GO: Fazendeiro é suspeito de mandar incendiar açougue com família dentro para ‘dar susto’
Segundo a investigação, o ataque teria sido motivado por uma suposta dívida de R$ 20 mil que a proprietária teria com o suspeito
Uma dívida comercial de R$ 20 mil teria motivado um incêndio que destruiu o açougue “Pai e Filha”, em Souzalândia, distrito de Barro Alto. De acordo com a Polícia Civil, o crime foi encomendado por um fazendeiro da região com o objetivo de “dar um susto” na proprietária. O delito foi executado mediante pagamento de R$ 5 mil. Imagens de câmeras de segurança, apreensão de roupas com vestígios e a confissão dos envolvidos embasaram a investigação, que resultou na prisão de dois suspeitos.

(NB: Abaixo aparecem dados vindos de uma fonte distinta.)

PR #79, opened 2018-06-14
SONARSLANG-2 Rule: Functions should not have identical implementations

christophe-zurn-sonarsource:


slang-checks/src/main/java/com/sonarsource/slang/checks/DuplicatedFunctionImplementationCheck.java
```diff
@@ -0,0 +1,108 @@
...
+    });
+
+  }
+
+  private static boolean hasMinimumLineNumber(FunctionDeclarationTree function) {
+    BlockTree functionBody = function.body();
+    if (functionBody == null) {
+      return false;
+    }
+    // TODO replace by > 2 LoC when available
```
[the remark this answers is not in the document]
pynicolas: The original RSPEC defines the exception on the number of statements, not on the number of lines.

slang-checks/src/main/java/com/sonarsource/slang/checks/DuplicatedFunctionImplementationCheck.java
```diff
@@ -0,0 +1,108 @@
...
+  private static void reportDuplicate(CheckContext ctx, FunctionDeclarationTree original, FunctionDeclarationTree duplicate) {
+    IdentifierTree identifier = original.name();
+    String message;
+    Tree secondaryTree;
+    if (identifier != null) {
+      secondaryTree = identifier;
+      message = String.format(MESSAGE, identifier.name(), original.metaData().textRange().start().line());
+    } else {
+      secondaryTree = original;
+      message = String.format(MESSAGE_NO_NAME, original.metaData().textRange().start().line());
```
pynicolas: Minor: you could factorize `original.metaData().textRange().start().line()` which is also used 3 lines above.

pynicolas:
I think that we currently raise too many issues: 3000 issues on the ruling is a lot for this rule. I believe that changing the threshold from number of lines to number of statements can decrease that number.

christophe-zurn-sonarsource:
@pynicolas Yes that was what I was thinking would happen when changing lines to LoC. Now I updated to implementation to raise issue when there is at least 2 statements in the body of the function.
It reduced the number of issue by around half, but ~1500 issues still seem like a lot to me.

pynicolas:
To me, the rule still seems noisy, even when excluding test files from the results of the ruling (`grep kotlin its/ruling/src/test/resources/expected/kotlin-S4144.json | grep -i -v test`).
Example: QueryCriteria.kt
Suggestion: what about searching duplicates among functions which have the same parent tree? Most often, that would be a class, but we don't really need to know whether it's a class.

christophe-zurn-sonarsource:
@pynicolas Ok. I think this is actually a good suggestion. That way it will still compare method of the same class, as well as global functions and lambda inside the same function/methods.

slang-checks/src/main/java/com/sonarsource/slang/checks/DuplicatedFunctionImplementationCheck.java
```diff
@@ -0,0 +1,116 @@
...
+        .filter(f -> areDuplicatedImplementation(original, f))
+        .forEach(duplicate -> {
+          reportDuplicate(ctx, original, duplicate);
+          reportedDuplicates.add(duplicate);
+        });
+    });
+
+  }
+
+  private static boolean hasMinimumLineNumber(FunctionDeclarationTree function) {
```
pynicolas: Could be renamed to something like "hasMinimumSize".

slang-checks/src/main/java/com/sonarsource/slang/checks/DuplicatedFunctionImplementationCheck.java
```diff
@@ -47,12 +51,17 @@
   @Override
   public void initialize(InitContext init) {
     init.register(TopLevelTree.class, (ctx, tree) -> {
-      List<FunctionDeclarationTree> functionDeclarations = tree.descendants()
-        .filter(FunctionDeclarationTree.class::isInstance)
-        .map(FunctionDeclarationTree.class::cast)
-        .collect(Collectors.toList());
+      Map<Tree, List<FunctionDeclarationTree>> functionsByParents = new HashMap<>();
```
pynicolas: A different implementation could be to make the check register on `Tree.class` and check its children. I'm not sure whether it would be better.

christophe-zurn-sonarsource: Yes, I thought about this as well. I wasn't sure which to go with. In the end I chose this one to avoid using `instanceof` in the rule.

slang-checks/src/main/java/com/sonarsource/slang/checks/DuplicatedFunctionImplementationCheck.java
christophe-zurn-sonarsource: Done in 2f63a47c9213ef9997ffb53c8cd9ebeec8b373da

O crime foi registrado na madrugada de 18 de fevereiro. Segundo a perícia, foram utilizados mais de 10 litros de gasolina para iniciar as chamas, que consumiram a estrutura física, o forro e equipamentos como geladeiras e instalações elétricas. O prejuízo financeiro relatado pela proprietária é de aproximadamente R$ 80 mil.
No momento do incêndio, quatro pessoas estavam no imóvel, sendo a dona do estabelecimento, seu companheiro e dois netos, que residiam nos fundos do comércio. O grupo conseguiu sair do local sem ferimentos antes que o fogo se alastrasse para a área residencial.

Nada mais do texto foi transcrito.